→ **DATASET ENTRIES**:

PR #1349, opened 2017-12-01
EOL Python 3.3

beardypig:
Remove Python 3.3 from the automated testing on travis and appveyor.

fixes #1348 and the build issues with #1345

PR #1353, opened 2017-12-02
Add plugin for olympicchannel.com

xela722:
This plugin works for both non-premium live streams, and vods on the site. I'm kinda new to this so if the naming conventions or other things like that are off let me know and I'll do my best to fix them,

### DIFF
--- a/docs/plugin_matrix.rst
+++ b/docs/plugin_matrix.rst
@@ -144,6 +144,7 @@ nrk                 - tv.nrk.no          Yes   Yes   Streams may be geo-restrict
                     - radio.nrk.no
 oldlivestream       - original.li.. [3]_ Yes   No    Only mobile streams are supported.
                     - cdn.livestream.com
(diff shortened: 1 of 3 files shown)


gravyboat:
Can you please rebase? #1349 is merged. Also would you mind adding some tests for this plugin if possible?

xela722:
Sorry, I'm a little new at git and everything. Also, I'm not quite sure how the test plugins work so I'm not sure I could apply one reliably.

gravyboat:
@xela722 No worries, if you feel like doing tests there are a couple ways, you can do something more thorough like https://github.com/streamlink/streamlink/blob/master/tests/test_plugin_adultswim.py, or something simple like https://github.com/streamlink/streamlink/blob/master/tests/test_plugin_bloomberg.py where you just feed urls to the functions and assert that they are true/false.

gravyboat:
Looks good to me! Thanks @xela722! I appreciate you adding tests as well.

Issue #957, opened 2017-05-27
Mixer.com / Beam.pro


LufiaSelan:
### Checklist

- [x] This is a bug report.
- [ ] This is a feature request.
- [ ] This is a plugin (improvement) request.
- [ ] I have read the contribution guidelines.

### Description
Greetings. It seems beam.pro changed to mixer.com over the past day and mixer.com links are not currently recognized by streamlink as a valid plugin. Additionally, streamlink requests for beam.pro seem to currently have three behaviors upon attempting to load a stream:
1. stream loads as expected
2. streamlink request returns no data from stream
3. error produced (below)

Error:
[Streamlink for Windows v0.6.0 - Git f286765]
[cli][info] Found matching plugin beam for URL beam.pro/channelone
[cli][info] Available streams: 720p_hls, 480p_hls, 480p (worst), 720p (best)
[cli][info] Opening stream: 720p (rtmp)
[cli][error] Try 1/1: Could not open stream <RTMPStream({'flv': '-', 'rtmp': 'rt
mp://dist4-rtmp.mixer.com:1935/beam//58717_source.mp4'}, redirect=False> (No dat
a returned from stream)
error: Could not open stream <RTMPStream({'flv': '-', 'rtmp': 'rtmp://dist4-rtmp
.mixer.com:1935/beam//58717_source.mp4'}, redirect=False>, tried 1 times, exitin
g
[cli][info] Closing currently open stream...
[End of Streamlink for Windows]

[Streamlink for Windows v0.6.0 - Git f286765]
[cli][info] Found matching plugin beam for URL beam.pro/cliffordakamiku
[cli][info] Available streams: 720p_hls, 480p_hls, 480p (worst), 720p (best)
[cli][info] Opening stream: 720p (rtmp)
[cli][error] Try 1/1: Could not open stream <RTMPStream({'flv': '-', 'rtmp': 'rt
mp://dist5-rtmp.mixer.com:1935/beam//201348_source.mp4'}, redirect=False> (No da
ta returned from stream)
error: Could not open stream <RTMPStream({'flv': '-', 'rtmp': 'rtmp://dist5-rtmp
.mixer.com:1935/beam//201348_source.mp4'}, redirect=False>, tried 1 times, exiti
ng
[cli][info] Closing currently open stream...
[End of Streamlink for Windows]

I picked some random streams that were on the front page for this report.

### Environment details

Operating system and version: Windows 7 Pro x64
[...]

PR #1356, opened 2017-12-04
 [mixer] replaced beam.pro with mixer.com

back-to:
requires two commits, for a proper commit history _(github blame)_

- New domain mixer.com
- Use Mixer API 1.0
- Removed RTMPStream
- Removed HTTP mp4 VODs (they won't load for me)
- Fixed HLS Livestreams
- Added tests for mixer.com

Fixed streamlink/streamlink#957


gravyboat:
Nice @back-to, looks good. Thanks!

Issue #1163, opened 2017-08-13
Bug report: Problems logging in with btv


roshavagarga:
### Checklist

- [x] This is a bug report.
- [ ] This is a feature request.
- [ ] This is a plugin (improvement) request.
- [ ] I have read the contribution guidelines.

### Description
Using any combination of the correct password and email/username/nickname will end with a failed login attempt.

### Reproduction steps / Explicit stream URLs to test

1. streamlink http://www.btv.bg/live/ --btv-username XXX --btv-password XXX
2. [cli][info] Found matching plugin btv for URL http://www.btv.bg/live/
[plugin.btv][error] Login failed, a valid username and password is required
error: No playable streams found on this URL: http://www.btv.bg/live/

### Comments, logs, screenshots, etc.
Whomever wishes to test it, I will immediately send you a username and password, as well as the correct email, since the website only allows logging in via email+password at the moment.
BTV is geo-restricted to Bulgaria, so use one of these proxies if needed:

1. http://bgproxy.org/
2. https://nqma.net/
3. http://www.bgproxy.net/bg/index.php
4. http://www.php-proxy.net/

bastimeyer:
I have labeled this as a plugin issue, but it would be good to know if you're using the correct username and password, so that the person who wants to fix this is not wasting their time if there is no issue. Depending on your command line shell, certain characters need to be escaped or the whole parameter quoted, which is a common mistake when using plugins with a required authentication.

PR #1363, opened 2017-12-07
[BTV] Fixed login return message

back-to:
Fixed https://github.com/streamlink/streamlink/issues/1163


gravyboat:
Thanks @back-to!

PR #2096, opened 2018-10-05
stream.dash_manifest: Fixed bug for dynamic playlists when parent.id is None

back-to:
if `self.parent.id` is None, use `self.parent.mimeType` instead.

This will create two timelines for video and audio,
instead of one for both which won't work.

---

I don't know that much about the MPD class,
maybe it could be solved differently.

---

Test URLs:

https://www.france.tv/france-5/direct.html

http://livesim.dashif.org/livesim/segtimeline_1/testpic_2s/Manifest.mpd
from https://github.com/Dash-Industry-Forum/dash-live-source-simulator/wiki/Test-URLs

---

closes https://github.com/streamlink/streamlink/pull/1934

### DIFF
--- a/src/streamlink/stream/dash_manifest.py
+++ b/src/streamlink/stream/dash_manifest.py
@@ -509,6 +509,10 @@ class SegmentTemplate(MPDNode):
 
     def format_media(self, **kwargs):
         if self.segmentTimeline:
+            if self.parent.id is None:
+                # workaround for invalid `self.root.timelines[self.parent.id]`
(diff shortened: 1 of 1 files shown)


bastimeyer:
@back-to, if you rebase to master, the build should succeed

gravyboat:
Thanks @back-to!

beardypig:
Another way to do it, would have been to _generate_ an `id` when none exists, for example using the md5sum of the content on the tag :)

PR #2107, opened 2018-10-10
Added --default-plugin option

Talarion291:
If default-plugin is used, you are able to use "streamlink --default-plugin twitch.tv imaqtpie" or if config file is used, just "streamlink imaqtpie"

### DIFF
--- a/src/streamlink/session.py
+++ b/src/streamlink/session.py
@@ -77,7 +77,8 @@ class Streamlink(object):
             "ffmpeg-video-transcode": "copy",
             "ffmpeg-audio-transcode": "copy",
             "locale": None,
-            "user-input-requester": None
+            "user-input-requester": None,
+            "default-plugin": None
         })
         if options:
             self.options.update(options)
@@ -241,6 +242,10 @@ class Streamlink(object):
                                  to collect input from the user at runtime. Must be
                                  set before the plugins are loaded.
                                  default: ``UserInputRequester``.
+
+        default-plugin           (str) If no plugin could be found, instead of
+                                raising NoPluginError, tries to use default-plugin
+                                first.
         ======================== =========================================
 
         """
@@ -387,12 +392,21 @@ class Streamlink(object):
         :param follow_redirect: follow redirects
 
         """
+        default_plugin_url = url
+        default_plugin = self.get_option("default_plugin")
+        if default_plugin is not None:
+            default_plugin_url = default_plugin + "/" + default_plugin_url
+            default_plugin_url = update_scheme("http://", default_plugin_url)
         url = update_scheme("http://", url)
 
         available_plugins = []
         for name, plugin in self.plugins.items():
             if plugin.can_handle_url(url):
                 available_plugins.append(plugin)
+            if default_plugin is not None:
+                if plugin.can_handle_url(default_plugin_url):
+                    url = default_plugin_url
+                    available_plugins.append(plugin)
 
         available_plugins.sort(key=lambda x: x.priority(url), reverse=True)
         if available_plugins:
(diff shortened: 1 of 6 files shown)


back-to:
the PR itself is a bit to customized like above described

---

but as a **side note**

if the goal was to open streams without the usage of copy and paste
you might enjoy [Open With](https://github.com/darktrojan/openwith)

it can open Streamlink directly from your Browser URL

https://addons.mozilla.org/en-US/firefox/addon/open-with/
https://chrome.google.com/webstore/detail/open-with/cogjlncmljjnjpbgppagklanlcbchlno

small guide

https://gist.github.com/back-to/191f522011deb19b0ab2d70aa5f52c12#file-readme-rst

Talarion291:
New commit enables following options:
``streamlink --default-plugin twitch channel   => opens twitch.tv/channel``
``streamlink --default-plugin twitch vodnr => opens https://www.twitch.tv/videos/vodnr``
``streamlink --default-plugin youtube watchnr => opens https://www.youtube.com/watch?v=EU90h239832``
As well as enables plugin-creator to implement plugin.get_urls to support default-plugin functionallity (if no other options are required for plugin to fetch stream)

src/streamlink/session.py
```diff
@@ -387,13 +392,40 @@ def resolve_url(self, url, follow_redirect=True):
...
+            plugin_found = False
+
+            for name, plugin in self.plugins.items():
+                if plugin.__name__.lower() == default_plugin.lower():
+                    plugin_found = True
+                    for string in plugin.get_urls():
+                        if plugin.can_handle_url(string + default_plugin_url_copy):
+                            try:
+                                plugininstance = plugin(string + default_plugin_url_copy)
+                                streams = plugininstance.streams(None, None)
```
bastimeyer: Plugin instantiation doesn't belong into the `resolve_url` method...

src/streamlink/session.py
```diff
@@ -387,13 +392,40 @@ def resolve_url(self, url, follow_redirect=True):
...
                 available_plugins.append(plugin)
 
+        if len(available_plugins) == 0 and default_plugin is not None:
+            plugin_found = False
+
+            for name, plugin in self.plugins.items():
+                if plugin.__name__.lower() == default_plugin.lower():
+                    plugin_found = True
+                    for string in plugin.get_urls():
+                        if plugin.can_handle_url(string + default_plugin_url_copy):
```
bastimeyer: This is what I meant with the URL schemes. You can't expect every plugin/website to have their URL formatted like this where the channel name or video ID or something else gets added to the end of the defined plugin URLs. You need to use a URL template that replaces a `{value}` variable for example.

**Example:**

```python
# string = "https://twitch.tv/{value}"
# string = "https://youtube.com/watch?v={value}"
# string = "https://some.streaming.website/{value}/live"
string.format(value=default_plugin_url_copy)
```

This should also be done only once (you are currently concatenating the URL parts 3 times).

src/streamlink/session.py
```diff
@@ -387,13 +392,40 @@ def resolve_url(self, url, follow_redirect=True):
...
+                                plugininstance = plugin(string + default_plugin_url_copy)
+                                streams = plugininstance.streams(None, None)
+                                available_plugins.append(plugin)
+                                url = string + default_plugin_url_copy
+                                break
+                            except (NoPluginError, PluginError) as e:
+                                pass
+
+                    if len(available_plugins) == 0:
+                        print("No streams with default plugin " + default_plugin + " found, plugin either doesnt support url shortening or url is not valid. Try without --default-plugin.")
```
bastimeyer: Please use the appropriate logging methods and watch the max line length.
https://github.com/streamlink/streamlink/blob/d022e9b8fde1570727267ff0e39c5cf6f6c87e2c/src/streamlink/session.py#L22

Is it even necessary to log something here? I think a general log message which says that it is looking for a fallback plugin now when the parameter is set and the `available_plugins` is empty is more fitting. The message below could then also be removed, as it is unnecessary as well.

back-to:
see above, if you want something like this it should be done totally differently.

PR #1888, opened 2018-06-30
Update method for finding YouTube videoIds

beardypig:
Uses an alternative method to find the videoId for YouTube videos. First the canonical page is loaded (if different from the current page, eg. embed pages), then we use `currentVideoEndpoint.watchEndpoint.videoId` (credits to @back-to) from `ytInitialData` to find the videoId. This worked on all the pages I tested.

The decoding of the video info has been improved to support unicode error messages. This requires the logging fix from #1886 to work correctly. 

Blocked by #1886 

Fixes #1876
Fixes #1865

PR #2113, opened 2018-10-12
plugins.youtube: Added support for embedded livestream urls

back-to:
URL regex update.

use canonical url for embedded livestreams,
this was not added before because it is not needed for normal videos.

→ **PROBLEM**:
With "shortened" as the search string, filter the records and return each line that has it.

→ **ANSWER**:
(diff shortened: 1 of 3 files shown)
(diff shortened: 1 of 1 files shown)
(diff shortened: 1 of 6 files shown)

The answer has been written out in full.